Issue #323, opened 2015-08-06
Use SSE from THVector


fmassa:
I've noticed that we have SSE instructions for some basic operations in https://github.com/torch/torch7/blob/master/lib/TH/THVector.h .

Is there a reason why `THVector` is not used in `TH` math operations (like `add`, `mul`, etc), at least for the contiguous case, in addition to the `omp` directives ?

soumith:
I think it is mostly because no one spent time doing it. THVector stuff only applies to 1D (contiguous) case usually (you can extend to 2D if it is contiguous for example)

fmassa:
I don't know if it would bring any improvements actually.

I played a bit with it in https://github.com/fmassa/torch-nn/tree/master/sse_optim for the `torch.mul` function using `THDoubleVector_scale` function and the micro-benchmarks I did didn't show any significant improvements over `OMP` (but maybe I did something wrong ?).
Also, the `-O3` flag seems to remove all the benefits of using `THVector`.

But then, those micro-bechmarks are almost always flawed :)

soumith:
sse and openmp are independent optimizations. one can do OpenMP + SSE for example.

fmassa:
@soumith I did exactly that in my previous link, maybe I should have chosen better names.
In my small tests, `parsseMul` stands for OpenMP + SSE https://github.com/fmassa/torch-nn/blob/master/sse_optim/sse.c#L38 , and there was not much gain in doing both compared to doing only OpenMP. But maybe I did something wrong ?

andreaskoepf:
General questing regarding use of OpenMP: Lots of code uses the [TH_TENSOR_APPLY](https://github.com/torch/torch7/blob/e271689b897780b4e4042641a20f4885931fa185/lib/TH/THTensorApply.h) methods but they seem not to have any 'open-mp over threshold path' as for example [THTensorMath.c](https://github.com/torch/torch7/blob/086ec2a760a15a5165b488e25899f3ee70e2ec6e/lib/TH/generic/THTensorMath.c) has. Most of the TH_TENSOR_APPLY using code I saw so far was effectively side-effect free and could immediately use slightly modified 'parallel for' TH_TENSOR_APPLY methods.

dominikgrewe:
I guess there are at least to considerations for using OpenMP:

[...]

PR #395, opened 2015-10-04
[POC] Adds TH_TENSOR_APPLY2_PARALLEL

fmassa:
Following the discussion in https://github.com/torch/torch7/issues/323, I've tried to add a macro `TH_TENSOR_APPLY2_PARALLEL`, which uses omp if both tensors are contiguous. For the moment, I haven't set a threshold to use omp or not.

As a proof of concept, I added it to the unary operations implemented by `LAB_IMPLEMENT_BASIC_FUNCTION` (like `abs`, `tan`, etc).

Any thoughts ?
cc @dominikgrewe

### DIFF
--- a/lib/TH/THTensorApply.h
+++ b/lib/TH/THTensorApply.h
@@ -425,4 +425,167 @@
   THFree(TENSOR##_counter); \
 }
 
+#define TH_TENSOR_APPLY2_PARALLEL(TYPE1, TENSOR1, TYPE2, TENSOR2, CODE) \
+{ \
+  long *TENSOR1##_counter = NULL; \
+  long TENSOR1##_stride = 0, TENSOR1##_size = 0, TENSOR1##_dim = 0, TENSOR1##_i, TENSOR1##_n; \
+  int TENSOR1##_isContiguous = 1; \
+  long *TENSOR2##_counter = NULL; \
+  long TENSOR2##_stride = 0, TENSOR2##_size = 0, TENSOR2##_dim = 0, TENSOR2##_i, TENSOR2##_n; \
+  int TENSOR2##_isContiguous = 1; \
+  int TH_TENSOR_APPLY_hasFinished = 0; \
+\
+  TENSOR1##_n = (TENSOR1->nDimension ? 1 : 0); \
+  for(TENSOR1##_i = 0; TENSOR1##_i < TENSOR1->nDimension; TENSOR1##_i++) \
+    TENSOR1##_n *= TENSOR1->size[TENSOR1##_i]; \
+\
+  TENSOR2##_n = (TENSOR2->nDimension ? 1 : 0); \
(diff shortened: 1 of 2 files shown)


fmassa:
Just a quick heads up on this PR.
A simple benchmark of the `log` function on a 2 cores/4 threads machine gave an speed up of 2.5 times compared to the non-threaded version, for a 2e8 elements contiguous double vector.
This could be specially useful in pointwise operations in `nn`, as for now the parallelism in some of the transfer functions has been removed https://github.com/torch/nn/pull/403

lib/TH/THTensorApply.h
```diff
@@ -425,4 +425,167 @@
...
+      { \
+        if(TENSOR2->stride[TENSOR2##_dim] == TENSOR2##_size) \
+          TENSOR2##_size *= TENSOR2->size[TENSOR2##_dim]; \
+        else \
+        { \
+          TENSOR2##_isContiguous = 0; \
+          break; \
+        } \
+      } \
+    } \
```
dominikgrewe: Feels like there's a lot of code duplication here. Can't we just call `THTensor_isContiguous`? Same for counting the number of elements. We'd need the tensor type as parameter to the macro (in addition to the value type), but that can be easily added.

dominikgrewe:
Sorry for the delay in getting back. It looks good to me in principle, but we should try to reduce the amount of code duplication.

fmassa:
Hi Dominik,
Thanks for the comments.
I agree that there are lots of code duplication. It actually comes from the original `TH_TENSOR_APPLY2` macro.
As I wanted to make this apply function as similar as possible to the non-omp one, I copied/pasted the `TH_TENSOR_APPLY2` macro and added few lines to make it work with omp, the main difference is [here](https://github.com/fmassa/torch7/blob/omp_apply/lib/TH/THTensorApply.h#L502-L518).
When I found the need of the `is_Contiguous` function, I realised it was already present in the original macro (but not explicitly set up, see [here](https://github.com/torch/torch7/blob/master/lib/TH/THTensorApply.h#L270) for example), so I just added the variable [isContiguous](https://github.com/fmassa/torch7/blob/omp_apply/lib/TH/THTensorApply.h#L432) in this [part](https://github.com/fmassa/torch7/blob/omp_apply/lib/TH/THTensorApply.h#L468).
§ §
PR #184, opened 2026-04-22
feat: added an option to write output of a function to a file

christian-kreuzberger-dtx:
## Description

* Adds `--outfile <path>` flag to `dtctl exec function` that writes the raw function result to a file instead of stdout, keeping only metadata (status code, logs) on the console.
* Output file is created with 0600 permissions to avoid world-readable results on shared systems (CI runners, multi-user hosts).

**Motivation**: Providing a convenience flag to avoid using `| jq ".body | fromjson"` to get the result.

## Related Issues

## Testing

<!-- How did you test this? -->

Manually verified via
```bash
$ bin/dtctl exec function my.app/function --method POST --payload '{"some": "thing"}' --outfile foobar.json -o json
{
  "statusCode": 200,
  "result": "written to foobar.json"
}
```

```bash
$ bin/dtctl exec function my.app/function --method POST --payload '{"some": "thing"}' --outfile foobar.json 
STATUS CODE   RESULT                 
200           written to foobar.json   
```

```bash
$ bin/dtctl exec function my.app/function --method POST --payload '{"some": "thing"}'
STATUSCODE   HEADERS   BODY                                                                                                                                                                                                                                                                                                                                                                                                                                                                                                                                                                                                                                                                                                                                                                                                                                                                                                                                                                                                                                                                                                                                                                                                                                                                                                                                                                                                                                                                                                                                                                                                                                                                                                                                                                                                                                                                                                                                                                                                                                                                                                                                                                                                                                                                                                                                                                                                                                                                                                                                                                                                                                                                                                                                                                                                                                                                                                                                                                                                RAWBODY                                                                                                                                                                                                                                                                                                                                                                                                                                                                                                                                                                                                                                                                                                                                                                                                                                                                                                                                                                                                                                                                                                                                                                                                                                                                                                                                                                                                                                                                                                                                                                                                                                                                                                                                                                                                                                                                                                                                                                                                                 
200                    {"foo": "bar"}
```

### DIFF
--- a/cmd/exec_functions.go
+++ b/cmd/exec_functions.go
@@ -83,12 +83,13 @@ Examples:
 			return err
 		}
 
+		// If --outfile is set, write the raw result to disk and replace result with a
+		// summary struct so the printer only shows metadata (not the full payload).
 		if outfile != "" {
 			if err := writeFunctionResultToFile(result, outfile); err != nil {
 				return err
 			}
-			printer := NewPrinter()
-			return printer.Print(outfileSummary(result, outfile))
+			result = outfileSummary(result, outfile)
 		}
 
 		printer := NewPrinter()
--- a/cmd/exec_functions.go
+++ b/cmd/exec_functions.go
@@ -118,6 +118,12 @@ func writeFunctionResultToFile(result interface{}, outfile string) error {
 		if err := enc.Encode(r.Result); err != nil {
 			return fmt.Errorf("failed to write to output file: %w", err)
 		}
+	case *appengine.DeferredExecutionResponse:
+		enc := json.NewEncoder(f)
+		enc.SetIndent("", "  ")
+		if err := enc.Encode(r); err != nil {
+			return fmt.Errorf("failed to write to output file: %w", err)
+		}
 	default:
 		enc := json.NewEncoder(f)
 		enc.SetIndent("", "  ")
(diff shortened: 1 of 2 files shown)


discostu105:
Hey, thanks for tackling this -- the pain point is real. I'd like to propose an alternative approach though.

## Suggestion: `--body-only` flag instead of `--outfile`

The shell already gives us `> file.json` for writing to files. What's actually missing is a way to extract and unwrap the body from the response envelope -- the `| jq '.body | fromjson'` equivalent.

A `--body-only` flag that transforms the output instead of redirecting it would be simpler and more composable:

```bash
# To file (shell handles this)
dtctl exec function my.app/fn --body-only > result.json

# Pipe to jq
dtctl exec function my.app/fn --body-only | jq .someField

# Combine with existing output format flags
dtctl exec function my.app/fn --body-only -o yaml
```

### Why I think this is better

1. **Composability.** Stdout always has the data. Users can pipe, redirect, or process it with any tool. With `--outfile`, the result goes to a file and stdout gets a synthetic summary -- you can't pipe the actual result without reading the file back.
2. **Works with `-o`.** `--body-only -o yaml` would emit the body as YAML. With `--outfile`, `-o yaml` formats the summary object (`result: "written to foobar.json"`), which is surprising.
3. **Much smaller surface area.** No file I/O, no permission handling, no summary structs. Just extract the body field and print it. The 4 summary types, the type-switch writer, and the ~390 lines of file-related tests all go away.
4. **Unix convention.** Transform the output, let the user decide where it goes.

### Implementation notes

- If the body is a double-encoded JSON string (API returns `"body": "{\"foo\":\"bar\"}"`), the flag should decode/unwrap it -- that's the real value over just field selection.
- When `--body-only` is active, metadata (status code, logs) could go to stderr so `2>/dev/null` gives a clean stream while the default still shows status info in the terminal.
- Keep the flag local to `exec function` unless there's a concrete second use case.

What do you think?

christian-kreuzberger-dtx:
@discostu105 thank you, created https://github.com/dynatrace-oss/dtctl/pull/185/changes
§ §
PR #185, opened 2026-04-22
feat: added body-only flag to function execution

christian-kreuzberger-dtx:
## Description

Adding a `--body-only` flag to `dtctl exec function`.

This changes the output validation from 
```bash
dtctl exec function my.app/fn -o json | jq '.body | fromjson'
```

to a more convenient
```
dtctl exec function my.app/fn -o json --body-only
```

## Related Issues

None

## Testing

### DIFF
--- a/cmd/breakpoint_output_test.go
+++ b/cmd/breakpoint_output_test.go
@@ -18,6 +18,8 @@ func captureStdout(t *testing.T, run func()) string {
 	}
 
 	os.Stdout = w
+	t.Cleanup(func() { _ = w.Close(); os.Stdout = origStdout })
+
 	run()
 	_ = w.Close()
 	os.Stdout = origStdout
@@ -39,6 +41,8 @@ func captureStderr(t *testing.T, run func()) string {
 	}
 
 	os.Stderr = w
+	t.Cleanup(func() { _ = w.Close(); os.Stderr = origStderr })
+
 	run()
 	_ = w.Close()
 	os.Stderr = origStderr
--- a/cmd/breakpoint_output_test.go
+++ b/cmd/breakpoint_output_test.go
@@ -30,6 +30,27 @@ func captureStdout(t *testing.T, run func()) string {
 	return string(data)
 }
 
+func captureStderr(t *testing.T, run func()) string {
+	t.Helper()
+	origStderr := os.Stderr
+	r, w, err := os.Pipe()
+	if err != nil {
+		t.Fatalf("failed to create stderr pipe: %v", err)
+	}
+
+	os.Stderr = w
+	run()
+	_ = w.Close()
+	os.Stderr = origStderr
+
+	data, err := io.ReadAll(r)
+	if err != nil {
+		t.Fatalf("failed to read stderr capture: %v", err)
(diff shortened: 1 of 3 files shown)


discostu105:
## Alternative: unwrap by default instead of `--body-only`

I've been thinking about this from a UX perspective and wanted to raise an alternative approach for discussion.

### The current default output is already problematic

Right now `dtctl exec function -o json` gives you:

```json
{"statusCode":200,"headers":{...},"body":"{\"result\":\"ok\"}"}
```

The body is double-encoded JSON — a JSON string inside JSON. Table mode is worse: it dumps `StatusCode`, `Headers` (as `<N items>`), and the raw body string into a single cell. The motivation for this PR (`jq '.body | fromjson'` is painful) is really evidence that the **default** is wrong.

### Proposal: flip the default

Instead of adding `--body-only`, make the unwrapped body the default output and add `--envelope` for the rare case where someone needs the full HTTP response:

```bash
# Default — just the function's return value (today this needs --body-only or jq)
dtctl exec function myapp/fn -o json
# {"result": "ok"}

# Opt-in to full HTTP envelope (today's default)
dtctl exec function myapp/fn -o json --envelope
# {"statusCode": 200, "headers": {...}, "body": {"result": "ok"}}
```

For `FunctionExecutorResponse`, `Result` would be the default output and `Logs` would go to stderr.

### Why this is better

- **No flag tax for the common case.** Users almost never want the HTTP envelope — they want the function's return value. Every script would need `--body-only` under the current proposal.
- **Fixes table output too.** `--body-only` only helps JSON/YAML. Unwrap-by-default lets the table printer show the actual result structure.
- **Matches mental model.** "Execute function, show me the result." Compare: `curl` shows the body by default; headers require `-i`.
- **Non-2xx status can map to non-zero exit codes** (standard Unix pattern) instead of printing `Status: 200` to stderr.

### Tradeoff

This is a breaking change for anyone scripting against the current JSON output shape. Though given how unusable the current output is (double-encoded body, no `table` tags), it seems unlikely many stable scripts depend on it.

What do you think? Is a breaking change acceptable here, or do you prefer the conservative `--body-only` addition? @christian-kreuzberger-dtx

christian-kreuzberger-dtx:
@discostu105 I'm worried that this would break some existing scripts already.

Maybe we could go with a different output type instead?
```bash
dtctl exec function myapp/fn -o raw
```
§ §
WHAT IS NEEDED
The expected result is every line from the material above that includes "case".

EXPECTED OUTPUT
Is there a reason why `THVector` is not used in `TH` math operations (like `add`, `mul`, etc), at least for the contiguous case, in addition to the `omp` directives ?
I think it is mostly because no one spent time doing it. THVector stuff only applies to 1D (contiguous) case usually (you can extend to 2D if it is contiguous for example)
+	case *appengine.DeferredExecutionResponse:
- Keep the flag local to `exec function` unless there's a concrete second use case.
Instead of adding `--body-only`, make the unwrapped body the default output and add `--envelope` for the rare case where someone needs the full HTTP response:
- **No flag tax for the common case.** Users almost never want the HTTP envelope — they want the function's return value. Every script would need `--body-only` under the current proposal.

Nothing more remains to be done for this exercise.